TEI has been critiqued for its need to concretely categorize gender, which leaves out the inherent fluidity of lived gender.[7] This issue can be even more difficult for historical gendered experiences, which are already difficult to categorize. Moreover, the act of tagging gender imposes a reading of bodies and identities without their input, and therefore can be violent and reductive, especially in cases like these, where individuals seek a ‘queer turn’ from cisgendered gender performance.[8]

Ultimately, we have tagged all three with multiple genders for now: ‘Gender Male,’ ‘Gender Female,’ and ‘Gender Unknown.’ We have started to open up queer possibilities of gender in each case, so that users can explore multiple interpretations of the records, and it is my hope that future iterations of our tagging label system will also include further, less binary gender categories we can add to these tagging clusters.  

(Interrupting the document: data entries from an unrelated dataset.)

PR #916, opened 2022-06-20
Modelhub location stack nice name

### LINKED ISSUE #910: Implement nice_name for BQ

thijs-obj:
**Change:** Implement `LocationStack.nice_name` for BigQuery.

Other changes: Small fixes to naming and such.

This resolves #910


hendrik-obj (approved):
lgtm, postgres implementation is a bit different now from bigquery. they could be made more similar in structure. something for a followup pr?

thijs-obj:
> They could be made more similar in structure. something for a followup pr?

Do you think this is something we should do? I sort of figured, both implementations work, and they do the same so that's good for now and the foreseeable future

Jenna McKellips (she/her) is a digital indexer for REED and a PhD Candidate at the Department of English, University of Toronto.  Her research focuses on queer virginities, asexualities, and genders in the context of late medieval English drama.

Header: Detail, Mal Cut Purse. 1662 Etching and engraving © The Trustees of the British Museum. Licensed under the Creative Commons Attribution-NonCommercial-ShareAlike 4.0 International (CC BY-NC-SA 4.0).


[1] Hic mulier: or, the man-woman and Haec-vir: or, the womanish-man (Exeter, 1973), https://archive.org/details/hicmulierormanwo00exetuoft/page/14/mode/2up, 14.

[2] Thomas Middleton, A Mad World, My Masters; Michaelmas Term; A Trick to Catch the Old One; No Wit, No Help Like a Woman’s, ed. Michael Cordner, Peter Holland, and Martin Wiggins (Oxford: Oxford University Press, 1995), 4.1.18-24.

[3] Deann Valrae Armstrong, ‘”Strange Times”‘: English Renaissance Literature and the Erotics of the Clock,” PhD dissertation, Vanderbilt University, 2018, 51.

[4] Thomas Middleton and Thomas Dekker, The Roaring Girle OR Moll Cut-Purse (Washington, DC, nd), accessed September 15, 2022. https://emed.folger.edu/sites/default/files/folger_encodings/pdf/EMED-Roaring-orig-3.pdf, wln 1966-7, 1969.

[5] I cautiously chose to use ‘her’ pronouns here because the play does, although I simultaneously acknowledge that it is problematic and difficult to excavate historical pronouns without input from the person in question.

[6] Gordon Williams, Shakespeare’s Sexual Language: A Glossary (London, 2006), 150.

[7] Pamela L. Caughie, Emily Datskou, and Rebecca Parker. ‘Storm Clouds on the Horizon: Feminist Ontologies and the Problem of Gender,’ Feminist Modernist Studies 1.3 (2018): 6-7, 10.

[8] Sara Ahmed, Queer Phenomenology: Orientations, Objects, and Others (Durham, NC, 2006), 13.